Barclays is predicting a global supply crunch for liquefied natural gas in 2014, thanks to resurging demand in Asia. As a result, global LNG demand growth will outstrip supply additions next year with global regasification capacity -- a measure of demand -- predicted to grow by 2.8 billion cubic feet, or bcf, per day. On the supply side, however, the bank notes that only 0.9 bcf per day will be added to global liquefaction capacity .
Growth in Asian demand will primarily be led by China with five new regasification terminals expected to become operational by the end of 2014. Malaysia, Singapore, Indonesia and India are also expected to contribute to the demand. In fact, all regasification plants that are expected to come online next year are from Asia, barring one .
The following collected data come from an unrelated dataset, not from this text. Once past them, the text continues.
Issue #208, opened 2022-03-07
Improve Dapr-Bot


XavierGeerinck:
## Describe the proposal

We could improve the Dapr Bot for Repo Management with the following:

* `stale is fine`: Mark an issue as stale when it is not being responded to in X days
* `needs-author-feedback`: Add the tag when a comment is made with `/ping-author` by a contributor. This will then add the label `needs-author-feedback` to the issue.
* `needs-team-attention`: Add the tag when the Author of the issue replies to a comment that added the label `needs-author-feedback`. It will as well remove the tag `needs-author-feedback`

shubham1172:
Additionally, add a `/ok-to-e2e-test` command.

tanvigour:
> Additionally, add a `/ok-to-e2e-test` command.

Doesn't ok-to-test do that?

shubham1172:
@tanvigour, we don't have these currently in this repo's dapr bot.

PR #210, opened 2022-03-10
Enhance Dapr Bot

shubham1172:

# Description

Adds a few more features to the dapr bot
1. Cron job to mark issues and PR stale
2. `/ok-to-e2e-test` to retrigger end to end tests
3. `/ping-author` to add special label `needs-author-feedback`
4. Replacing `needs-author-feedback` with `needs-team-attention` when author replies after (3)

## Issue reference

Please reference the issue this PR will close: #208 

## Checklist

* (NA) Code compiles correctly
* (NA) Created/updated tests
* (NA) Extended the documentation


tanvigour (commented):
I think we should also have something for better stale management of issues. For example, if there's no activity for say 3 days, ping a maintainer?

shubham1172:
@tanvigour I can think of two scenarios here.
1. User opens an issue saying "Help with XYZ" and when we ask for more context, they ghost us. In this case, the action item is on them, and stale bot will simply mark stale/close it after threshold days.
2. There is a feature request/bug which requires action item from a contributor/maintainer. In this case, the stale bot should not close the issue. This can be prevented by adding special labels to the issue (mentioned in the workflow).

There is another aspect to it. Maintainers and contributors are responsible for regularly triaging the issues. They also have their GitHub notifications already hot, so any ping we might add will add to the noise. Plus, it is possible that the action item is already on a single maintainer, so in that case, how do we ping only the person who's responsible? IMO, we can skip this feature for now and manually keep an eye on issues. Case (1) above is the purpose of the stale bot, and Case (2) can be avoided  by regular triaging of the repository (the maintainer can simply add the label `triaged/resolved`).

Also, this repository does not see a huge flux of issues. The current count is also very less. Chances are that each issue is already under a contributor's radar.

Please feel free to share your thoughts - @XavierGeerinck @amulyavarote

XavierGeerinck:
I agree with you @shubham1172 I would however tag wise look at the `needs-author-feedback` and `needs-team-attention` labels instead of `triaged/resolved`? Seeing that those are the "`ping/pong`" mechanism and only ping us whenever we know there is an action at our side. It will also prevent the stale bot removing those issues

tanvigour (approved):

amulyavarote (dismissed):

shubham1172:
@XavierGeerinck 

> I agree with you @shubham1172 I would however tag wise look at the `needs-author-feedback` and `needs-team-attention` labels instead of `triaged/resolved`? Seeing that those are the "`ping/pong`" mechanism and only ping us whenever we know there is an action at our side. It will also prevent the stale bot removing those issues

When an issue is tagged with `needs-author-feedback`, we should still be able to mark them stale, right? Say someone posted an issue where they are facing XYZ issues and we ask for more information, adding the tag `needs-author-feedback`, but they don't get back in 60 days.

.github/scripts/dapr_bot.js
```diff
@@ -0,0 +1,149 @@
+/**
+ * Execute fn if label exists on an issue.
+ * @param {*} github GitHub object reference
+ * @param {*} label label name
+ * @param {*} issue GitHub issue reference
+ * @param {*} fn async function
+ */
+ async function executeIfIssueHasLabel(github, issue, label, fn) {
+    var response = await github.issues.listLabelsOnIssue({
```
XavierGeerinck, line 9: I would use `const`

.github/scripts/dapr_bot.js
```diff
@@ -0,0 +1,149 @@
...
+        issue_number: issue.number,
+        owner: issue.owner,
+        repo: issue.repo,
+    });
+
+    var labelNames = response.data.map((i) => i.name)
```
XavierGeerinck, line 15: `const`

.github/scripts/dapr_bot.js
```diff
@@ -0,0 +1,149 @@
...
+                owner: issue.owner,
+                repo: issue.repo,
+                labels: ['needs-author-feedback']
+            })
+            return;
+        }
+    }
+
+    // commands for GH pull requests
+    if (isFromPulls && commentBody) {
```
XavierGeerinck, line 120: 1 if statement?

XavierGeerinck (changes requested):
Overal "fine" some minor style changes.

Big question I have: Wouldn't it be easier and more readable if we process by comment body and respective functions?

E.g. (pseudo wise)

```
switch (commentBody) {
    case "/assign":
        executeAssign();
        break;
    case "/other":
        executeOther();
        break;
}
```

.github/scripts/dapr_bot.js
```diff
@@ -0,0 +1,149 @@
...
+    var response = await github.issues.listLabelsOnIssue({
+        issue_number: issue.number,
+        owner: issue.owner,
+        repo: issue.repo,
+    });
+
+    var labelNames = response.data.map((i) => i.name)
+    for (const labelName of labelNames) {
+        if (labelName == label) {
+            await fn()
```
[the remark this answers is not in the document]
shubham1172: This is better! Thanks!

shubham1172:
> Overal "fine" some minor style changes.
> 
> Big question I have: Wouldn't it be easier and more readable if we process by comment body and respective functions?
> 
> E.g. (pseudo wise)
> 
> ```
> switch (commentBody) {
>     case "/assign":
>         executeAssign();
>         break;
>     case "/other":
>         executeOther();
>         break;
> }
> ```

It was mostly a port of dapr/dapr earlier. I have refactored it - but it comes with some boilerplates. This is more readable for sure but. Let me know if this works!

XavierGeerinck (approved):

Evidently, a tightening LNG supply would mean natural gas prices moving north. With Asian demand leading the way, it shouldn't be surprising to see prices shooting up in this region. The bottom line is that the likes of ExxonMobil (XOM 1.15%) and other existing LNG producers with access to Asian markets should benefit.
Exxon's Qatar and Indonesian ventures have a liquefaction capacity of 65 million tonnes per year . The behemoth is also gearing up to start LNG production at its Papua New Guinea plant by the second half of 2014, where it holds a 33% stake. With more than 90% of the $19 billion project completed , initial liquefaction capacity is expected to be 3.45 million tonnes per year. Eventually, production will be ramped up to 6.9 million tonnes a year .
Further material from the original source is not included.